- _Work item_
Return only those lines of the material that contain "will".

- _Extracted entries_
=== Begin Enclosure ===

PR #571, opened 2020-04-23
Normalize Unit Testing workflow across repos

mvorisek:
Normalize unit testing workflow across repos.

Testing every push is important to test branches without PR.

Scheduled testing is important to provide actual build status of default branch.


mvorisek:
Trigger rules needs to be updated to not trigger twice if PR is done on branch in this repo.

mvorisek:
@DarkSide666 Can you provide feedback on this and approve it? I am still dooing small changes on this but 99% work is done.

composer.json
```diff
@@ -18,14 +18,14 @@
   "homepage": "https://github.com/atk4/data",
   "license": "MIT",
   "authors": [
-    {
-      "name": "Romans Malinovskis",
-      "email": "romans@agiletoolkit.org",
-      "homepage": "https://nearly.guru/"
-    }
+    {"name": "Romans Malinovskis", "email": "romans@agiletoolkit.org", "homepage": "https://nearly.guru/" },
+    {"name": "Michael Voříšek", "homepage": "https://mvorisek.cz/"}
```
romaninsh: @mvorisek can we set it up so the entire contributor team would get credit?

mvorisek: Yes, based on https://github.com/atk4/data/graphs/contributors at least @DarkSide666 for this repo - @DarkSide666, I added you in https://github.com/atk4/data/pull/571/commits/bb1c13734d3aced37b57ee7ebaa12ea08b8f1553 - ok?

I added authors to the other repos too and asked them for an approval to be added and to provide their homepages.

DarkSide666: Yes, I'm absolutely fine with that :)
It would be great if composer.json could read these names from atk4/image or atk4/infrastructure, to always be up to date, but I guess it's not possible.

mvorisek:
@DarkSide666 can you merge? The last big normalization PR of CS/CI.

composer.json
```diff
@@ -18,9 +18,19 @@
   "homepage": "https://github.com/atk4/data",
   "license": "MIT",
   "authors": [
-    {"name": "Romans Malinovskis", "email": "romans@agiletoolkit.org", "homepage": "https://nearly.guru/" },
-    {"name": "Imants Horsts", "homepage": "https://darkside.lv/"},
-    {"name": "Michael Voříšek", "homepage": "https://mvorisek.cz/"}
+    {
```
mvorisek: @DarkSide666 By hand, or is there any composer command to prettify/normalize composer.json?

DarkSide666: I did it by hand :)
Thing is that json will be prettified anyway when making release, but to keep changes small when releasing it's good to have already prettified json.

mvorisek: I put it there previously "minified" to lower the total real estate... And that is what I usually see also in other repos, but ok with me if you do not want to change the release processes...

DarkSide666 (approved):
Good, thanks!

=== End Enclosure ===
=== Begin Enclosure ===

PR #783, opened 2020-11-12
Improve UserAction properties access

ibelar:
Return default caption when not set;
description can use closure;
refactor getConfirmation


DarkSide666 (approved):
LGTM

=== End Enclosure ===
=== Begin Enclosure ===

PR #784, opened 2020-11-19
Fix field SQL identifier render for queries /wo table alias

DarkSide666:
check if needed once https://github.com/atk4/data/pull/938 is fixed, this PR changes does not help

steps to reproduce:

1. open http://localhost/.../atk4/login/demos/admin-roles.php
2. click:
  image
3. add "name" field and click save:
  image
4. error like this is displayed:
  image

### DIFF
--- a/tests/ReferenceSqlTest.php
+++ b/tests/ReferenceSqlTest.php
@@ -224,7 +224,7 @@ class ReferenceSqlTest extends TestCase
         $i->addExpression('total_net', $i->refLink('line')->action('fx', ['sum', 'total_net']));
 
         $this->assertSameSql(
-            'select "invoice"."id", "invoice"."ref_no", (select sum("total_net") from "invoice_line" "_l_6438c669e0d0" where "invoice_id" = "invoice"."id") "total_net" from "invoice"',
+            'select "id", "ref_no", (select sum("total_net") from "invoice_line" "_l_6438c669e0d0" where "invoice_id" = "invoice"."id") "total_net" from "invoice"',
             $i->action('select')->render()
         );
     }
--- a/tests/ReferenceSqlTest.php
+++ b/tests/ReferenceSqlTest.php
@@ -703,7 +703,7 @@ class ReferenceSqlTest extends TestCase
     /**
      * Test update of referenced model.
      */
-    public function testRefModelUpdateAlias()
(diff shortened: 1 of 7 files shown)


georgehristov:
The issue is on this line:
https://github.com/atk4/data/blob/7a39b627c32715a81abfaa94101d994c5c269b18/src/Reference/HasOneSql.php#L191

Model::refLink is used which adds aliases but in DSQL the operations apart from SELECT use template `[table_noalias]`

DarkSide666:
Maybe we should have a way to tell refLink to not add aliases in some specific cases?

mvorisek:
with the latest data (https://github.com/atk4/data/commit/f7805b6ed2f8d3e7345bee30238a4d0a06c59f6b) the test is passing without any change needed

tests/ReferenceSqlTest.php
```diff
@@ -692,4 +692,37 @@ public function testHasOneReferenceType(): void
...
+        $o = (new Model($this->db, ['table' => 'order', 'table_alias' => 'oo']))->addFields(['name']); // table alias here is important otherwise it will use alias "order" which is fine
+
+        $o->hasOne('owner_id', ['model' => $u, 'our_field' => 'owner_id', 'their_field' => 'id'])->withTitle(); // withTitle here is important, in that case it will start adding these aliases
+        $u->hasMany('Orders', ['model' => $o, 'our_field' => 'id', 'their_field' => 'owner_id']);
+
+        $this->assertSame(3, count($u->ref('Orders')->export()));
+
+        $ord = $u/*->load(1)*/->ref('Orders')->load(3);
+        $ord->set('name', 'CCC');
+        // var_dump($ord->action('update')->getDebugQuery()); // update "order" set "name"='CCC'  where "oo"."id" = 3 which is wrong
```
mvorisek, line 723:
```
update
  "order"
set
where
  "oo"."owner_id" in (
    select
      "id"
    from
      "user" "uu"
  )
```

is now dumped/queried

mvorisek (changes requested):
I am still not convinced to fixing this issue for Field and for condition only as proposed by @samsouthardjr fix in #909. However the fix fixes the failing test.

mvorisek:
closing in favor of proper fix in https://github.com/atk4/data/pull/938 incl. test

=== End Enclosure ===

- _Answer section_
Thing is that json will be prettified anyway when making release, but to keep changes small when releasing it's good to have already prettified json.
+        $o = (new Model($this->db, ['table' => 'order', 'table_alias' => 'oo']))->addFields(['name']); // table alias here is important otherwise it will use alias "order" which is fine
+        $o->hasOne('owner_id', ['model' => $u, 'our_field' => 'owner_id', 'their_field' => 'id'])->withTitle(); // withTitle here is important, in that case it will start adding these aliases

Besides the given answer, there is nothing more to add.